Friday, February 24, 2006

 

Discovery Institute Dumbs Down Holt Biology Text

"High school biology students in Broward County will use a textbook next year that watered-down passages about Charles Darwin and evolution theory," according to Chris Kahn of the Sun Sentinel.

"Science teachers picked Florida Holt Biology this month in a countywide vote, favoring it over another book that discussed the controversial idea of intelligent design...

It gets worse...

But publisher Holt, Rinehart and Winston did edit several sections at the request of the Discovery Institute, a Seattle think tank that has peddled intelligent design around the country for years.

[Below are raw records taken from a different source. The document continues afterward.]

PR #1617, opened 2023-07-24
Add MIG ID as output/input in HTCondor modules

tpdownes:
As part of transition to support N>2 instance configurations in HTCondor pools, jobs will need to identify their target by the ID of the managed instance group. This PR:

- adds the necessary output value and input variable
- removes the requirement that jobs specify `+RequireSpot = False` (or True); the "unset" value will now be allowed
  - logic: the MIG selection identifies pricing model and user can accidentally set these in conflict. Let's only require that one be set (MIG ID)
- renders the configuration logic necessary to guide the user toward setting `+RequireId = "MIG-ID"`

### Submission Checklist

### DIFF
--- a/community/modules/scheduler/htcondor-access-point/versions.tf
+++ b/community/modules/scheduler/htcondor-access-point/versions.tf
@@ -29,5 +29,5 @@ terraform {
     module_name = "blueprints/terraform/hpc-toolkit:htcondor-access-point/v1.20.0"
   }
 
-  required_version = ">= 0.13.0"
+  required_version = ">= 1.1"
 }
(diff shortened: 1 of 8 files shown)


community/modules/scheduler/htcondor-access-point/versions.tf
```diff
@@ -29,5 +29,5 @@ terraform {
     module_name = "blueprints/terraform/hpc-toolkit:htcondor-access-point/v1.20.0"
   }
 
-  required_version = ">= 0.13.0"
+  required_version = ">= 1.1"
```
rohitramu, line 32: Just curious what this upgrade was for - it seems like a significant jump.

rohitramu (approved):

community/modules/scheduler/htcondor-access-point/versions.tf
tpdownes: The use of `nullable = false` introduces a requirement for Terraform 1.1 or above.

The group has made a point of attacking "gaps" in Darwin's theory, lobbying textbook companies to give equal time to experiments that suggest species don't change over time as he predicted.

It focused on Holt's biology book in 2003 when the publisher tried to get it approved for Texas schools. The publisher agreed to make numerous changes, which in some cases were simple clarifications about historical experiments.

But Holt also added one section that introduced students to the "Cambrian explosion," a period in early earth's history that suggests species aren't the result of gradual change over time, as Darwin thought.

"That was a key change," Discovery Institute spokesman John West said. "We want to keep the textbooks honest."

The Texas edits now have wound up in Holt textbooks for other states, including Florida.


RSR would like to know exactly how the Holt textbook introduces students to the Cambrian Explosion -- does it, for example, lapse into discredited ID pseudoscience in this area. Does the textbook, in fact, teach intelligent design under the guise of "teaching the controversy?"

The Texas edition has already been around for awhile. But, following Dover and Ohio, the political context has changed. Do these revisions open up Broward County schools to a suit? We don't know, but we'd certainly like to hear what supporters of science education in Florida or Texas think.

Do any RSR readers have access to the textbook in question? We'd like to see citations from the text, if readers have access to them.